Além de Camarões, a doença ocorre em outros países?
CB – Já há registros da doença em mais de 30 países em diferentes continentes, mas o local de importante prevalência é o oeste da África.
 
Como essa experiência afetou sua vida profissional e pessoal?
CB – Sendo médica e, principalmente, de MSF, trabalho constantemente com doenças negligenciadas, as tais doenças “invisíveis” que são algozes de populações de baixa renda. Mas estar ali, presenciando os danos causados pela doença ainda me choca, gerando uma enorme sensação de impotência. Como é possível que não haja interesse e esforços em destinar recursos para o desenvolvimento de tratamentos simples, diagnósticos rápidos, quando tanto se faz em termos de avanços na medicina? Mas, ao mesmo tempo em que a situação causa revolta, ela reafirma meus ideias e a importância do trabalho de MSF. Voltei, como a médica e a pessoa Carolina, querendo dar voz a essa doença.
 
Como foi sua decisão de entrar para MSF e qual foi o impacto desse rumo na sua vida?

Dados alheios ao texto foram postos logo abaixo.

PR #1474, opened 2020-07-22
[PUB-2811] Hide Org Admin paths for non admin users

anafilipadealmeida:
## Context & Notes
https://buffer.atlassian.net/browse/PUB-2811

## Checklist

#### Staging Deployment

### DIFF
--- a/packages/server/parsers/src/userParser.js
+++ b/packages/server/parsers/src/userParser.js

CB – Sempre soube que queria trabalhar em Médicos Sem Fronteiras. Quando eu tinha uns 18 anos, guardei uma matéria sobre a organização que saiu numa revista e ficava pensando: “é isso que eu quero ser”. Fui adaptando minha formação para corresponder às necessidades de MSF e entrei de cabeça. Pessoalmente, a escolha é um tanto solitária, porque demanda viajar muito. Mas, ao mesmo tempo, a intensidade das experiências compartilhadas em situações extremas nos faz estabelecer vínculos muito fortes com as pessoas. É como se hoje eu tivesse uma enorme família sem fronteiras. E com os nossos, a gente sempre dá um jeito de se comunicar, de manter os laços. A era da internet e das redes sociais está aí para isso, não é?
 
Em breve, Carolina vai ter mais histórias para contar: para avaliar os programas de tratamento de calazar e da doença do sono, ela vai viajar para o Sudão e para a República Democrática do Congo ainda este ano.